In this tutorial, I will take you through how to integrate Facebook into your Node.js application.
You will need the following dependencies to complete this tutorial:
Follow the instructions below in your preferred terminal in order to set up your development environment:
$ mkdir demo
$ cd demo
$ git clone https://github.com/Felistas/NodeJs-Passport-Authentication.git
$ cd NodeJs-Passport-Authentication
Next run:
$ npm install
$ npm start
To confirm everything is working as expected, open your preferred REST Client (Insomnia is my preference) and make a GET request to the following endpoint http://localhost:3000/users
. Confirm the response is as below:
In order to understand how our project is set up, we will go through the individual folder structures which follow the MVC (Model View Controller) pattern. As a recap of the MVC pattern, the model defines the schema of the data in the database and how it will be stored. Controllers hold the business logic of the application while the view holds all our routes.
Inside the app
folder, we have user
and utils
folders which are responsible for the user resource and database configuration respectively. The index.js
file, which is the entry point of our app, is responsible for express setup. In this project, we will use ES6 and Babel to compile the code. I have also configured nodemon to listen to any changes made to the app then reload the server.
OAuth 2 is an authorization framework that allows third-party applications to obtain limited access to HTTP services, either on behalf of the resource owner or by allowing these third-party applications to obtain access on their own behalfs.

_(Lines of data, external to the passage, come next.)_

PR #113, opened 2023-02-11
fix propagator absorption get_full_field with respect to new time axis

hightower8083:
fixed remaining effects of t-axis swap in the propagator absorbtion and get_full_field


MaxThevenet (approved):
Thanks for the fixes!

PR #114, opened 2023-02-11
Add time axis refinements to get_full_field method

hightower8083:
In case if we wish to keep get_full_field method for some more time, here's a version with time-axis refinement, so no need to use high resolution in time for making plots
Should probably be merged after #113

### DIFF
--- a/lasy/laser.py
+++ b/lasy/laser.py
@@ -1,5 +1,6 @@
 import numpy as np
 import scipy.constants as scc
+from scipy.interpolate import interp1d
 from axiprop.lib import PropagatorFFT2, PropagatorResampling
 
 from lasy.utils.box import Box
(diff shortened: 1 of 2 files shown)


MaxThevenet:
As discussed in the last meeting, IMO this feature probably doesn't need to be in the core of LASY, which deals with the envelope:
- The slicing should rather be a feature of openPMD-viewer (it already is, I have not checked but it should work with lasy data)
- The conversion from envelope to field is given by `field = Re(envelope * exp(-1j*omega0*t))`
- As long as complex interpolation gives nice results (and we therefore don't need more advanced FFT-based methods), increasing the resolution is a relatively simple operation.

Therefore, I would remove this feature from the `Laser` class. We can keep it in `utils` in a separate function.

Also, I think all relevant PRs are merged, you can probably merge `development` into your branch, which should remove some previous changes.

hightower8083:
moved this function to `utils.laser_utils` and merged the development. 
should be fine to merge this PR

MaxThevenet (approved):
Thanks for this PR!

PR #118, opened 2023-03-13
Update openPMD metadata

RemiLehe:
As discussed in #22 the box cell size is actually not `(hi-lo)/npoints` but `(hi-lo)/(npoints-1)`.


MaxThevenet (approved):
Thanks for this PR. I agree, let's make it consistent now, and then we can change it if it seems more appropriate.

PR #182, opened 2019-11-22
Add constants for the number of local/non-local blocks

aqjune:
This adds constants for the number of local/non-local blocks and a simple static analyzer that counts them.
Using this, bits_for_bid is determined as well. With this PR, now ninja check passes again.

An instruction that returns a pointer is added a constraint that checks whether its non-local block id is less than num_nonlocals.

### DIFF
--- a/ir/instr.h
+++ b/ir/instr.h
@@ -113,6 +113,7 @@ public:
   ConversionOp(Type &type, std::string &&name, Value &val, Op op)
     : Instr(type, std::move(name)), val(&val), op(op) {}
 
+  Op getOp() const { return op; }
   std::vector<Value*> operands() const override;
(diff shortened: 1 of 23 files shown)


aqjune:
Updated the PR so
- changes relevant to determining bits_for_bid only remain
- bits_for_offset is moved out as well

What are not addressed:
- Constants are still at `state.h/cpp`; I thought about `config.h` , but configuration means state in language semantics.
- Removal of null-pointer when there's no pointer operation at all is not addressed. This might cause another widespread changes (because it is related with all +1 in block number count) so I like to address that in a separate PR.

There is almost no change in the number of failures (12 -> 11). If my observation is correct, encoding disjointness of nonlocal blocks is one of the main source of timeout (another one is memory refinement).

PR #186, opened 2019-11-24
Let load/stores encode aggregates

aqjune:
This helps correctly loading aggregate's elements.
This resolves 11 failures in LLVM unit tests (243 -> 232).

Previously, first element was at the uppermost bits of aggregate representation, causing load to access the last element rather than the first element.
This updates representation of aggregate value, so the first element comes at the lower-most bits.

This PR works only for little endian; for big endian, bigger change is needed at Memory::store. 

It resolves 8 `Target is more poisonous than source` and 4 `Mismatch in memory` errors, but has a few number of increases in invalid expr / program type check / oom. 147 timeout cases were resolved too, which is interesting.
```
Errors:                                            
3240  Timeout                                      
1242  Invalid expr                                 
632 Loops are not supported yet! Skipping function.
343 program doesn't type check!                    
64  Source is more defined than target             
50  Value mismatch                                 
33  Mismatch in memory                             
29  Target is more poisonous than source           
5 Out of memory; skipping function.                

=>

Errors:                                            
3093  Timeout                                      
1252  Invalid expr                                 
632 Loops are not supported yet! Skipping function.
347 program doesn't type check!                    
64  Source is more defined than target             
47  Value mismatch                                 
29  Mismatch in memory                             
21  Target is more poisonous than source           
8 Out of memory; skipping function.                
```


tests/alive-tv/memory/aggregate-bigendian.src.ll
```diff
@@ -0,0 +1,12 @@
+target datalayout="E-p:64:64:64-p1:16:16:16-i1:8:8-i8:8:8-i16:16:16-i32:32:32-i64:64:64-f32:32:32-f64:64:64-v64:64:64-v128:128:128-a0:0:64-s0:64:64"
+
+define i32 @test1({{i32,i8},i32}* %x) {
+  ; {{ 0xDEADBEEF, 0xBA }, 0xCAFEBABE}
+  store {{i32,i8},i32} {{i32,i8} { i32 -559038737, i8 186 }, i32 -889275714 }, {{i32,i8},i32}* %x
+  %y = getelementptr {{i32,i8},i32}, {{i32,i8},i32}* %x, i32 0, i32 0, i32 0
+  %r = load i32, i32* %y
+  ret i32 %r
+}
```
aqjune: This test was exerpted from `test/Transforms/ConstProp/loads.ll` (with minor change to soothe Mismatch in memory).

ir/type.cpp
```diff
@@ -608,7 +608,7 @@ StateValue AggregateType::aggregateVals(const vector<StateValue> &vals) const {
   StateValue v;
   for (unsigned idx = 0; idx < elements; ++idx) {
     auto vv = children[idx]->toBV(vals[idx]);
-    v = idx == 0 ? move(vv) : v.concat(vv);
```
nunoplopes: what do you think about making the representation dependent on the target's endianness. So, keep the old code for big endian, and add your code for little endian.
With this, we avoid byte swaps when loading/storing.

aqjune: The current format is wrong in the big endian too. In big endian, first element should come at the lower address as well. The `test/Transforms/ConstProp/loads.ll` test also guarantees this.

aqjune:
Will work tmr or Friday.
I'd like to leave store/load of vector of non-bytewise element as unsupported. The reason is that it seems unclear to me whether they should be packed, and also what their endian should be.
```
%a = <i12 0xABC, i12 0xDEF>
store %a, ptr // What should *ptr be?
```
What do you think?

nunoplopes:
> Will work tmr or Friday.
> I'd like to leave store/load of vector of non-bytewise element as unsupported. The reason is that it seems unclear to me whether they should be packed, and also what their endian should be.

Sounds good to me.  We need to make sure padding works well before going into non-byte-aligned elements.

aqjune:
I'll be able to update this PR soon

aqjune:
Updated the PR
- AggregateType tracks (byte offset, bytewidth, is_padding) list. For example, {i8, i32} is translated to [(0, 1, false), (1, 3, true), (4, 4, false)].
- Memory::load / Memory::store on aggregate type is updated.
- Couldn't put undef value to padding, because it caused timeout on the added unit tests, which is simple. I put zero here, but I suspect it isn't fully correct. What should we do here?

ir/type.cpp
```diff
@@ -771,6 +782,21 @@ VectorType::VectorType(string &&name, unsigned elements, Type &elementTy)
...
+    elemsz = bits_size_t;
+  else if (elementTy.isIntType() || elementTy.isFloatType())
+    elemsz = elementTy.bits();
+  else {
+    assert("Only pointer / integer / float types are allowed for vector elements"
+           && false);
+  }
+  for (unsigned i = 0; i < elements; ++i)
+    // TODO: elemsz with non-multiple of 8 is not supported.
+    layout[i] = { i * (elemsz / 8), elemsz / 8, false };
```
aqjune: Observed that vector types didn't seem to have paddings: see https://godbolt.org/z/tuPT8R

ir/memory.cpp
```diff
@@ -706,33 +706,62 @@ void Memory::free(const expr &ptr) {
...
-  ptr.is_dereferenceable(bytes.size(), align, !state->isInitializationPhase());
-  for (unsigned i = 0, e = bytes.size(); i < e; ++i) {
-    auto ptr_i = little_endian ? (ptr + i) : (ptr + (e - i - 1));
-    store(ptr_i, bytes[i](), local_block_val, non_local_block_val);
+  bool do_write = !state->isInitializationPhase();
+
+  if (type.isAggregateType()) {
+    auto aty = dynamic_cast<const AggregateType *>(&type);
+    if (deref_check)
+      ptr.is_dereferenceable(aty->bytesize(), align, do_write);
```
aqjune: Check dereferenceable at top level only

aqjune:
LLVM unit tests failure #: 164 -> 150
Two failures appear:
Transforms/SCCP/calltest.ll - this is relevant to assertion failure in known_fn, I'll have a look and make a patch
Transforms/InstCombine/2012-6-7-vselect-bitcast.ll - this seems to be related with bitcast between vectors

ir/type.cpp
```diff
@@ -614,11 +614,22 @@ AggregateType::AggregateType(string &&name, bool symbolic)
   }
 }
 
+AggregateType::AggregateType(string &&name, vector<Type*> &&vchildren,
```
nunoplopes: this design seems slightly complicated.
What do you think about explicitly adding padding fields to structs, so the API wouldn't change much. Each field would have a bool stating whether it's padding or not. Then we just need to detect padding when doing GEPs into structs, but the rest of the code (loads, stores, etc) wouldn't need any change. A padding field is a field like any other. Just with poison data I guess.

aqjune: The `vlayout` parameter exactly does what you've suggested. It takes (beginning offset, field size, padding). Detection of padding is done at utils.cpp . I think load/store still need change because they need to access elementwise (and respect endian of each element while preserving element order).

aqjune:
Removes padding related code; will make a separate patch for that

aqjune:
I'll make array type support PR after this patch is reviewed & merged because it depends on this PR (I think it isn't good to have multiple dependent PRs)

aqjune:
Conflict resolved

In either case, the owner does not have to provide their login credentials directly to the application.
In our case, the application we are building would be the third party application. Facebook would be our HTTP service and the end user will be the resource owner. These three fall under the following OAuth roles:
- Resource Owner/ End user - This is the user authorizing a third-party application to access certain protected resources from a resource server.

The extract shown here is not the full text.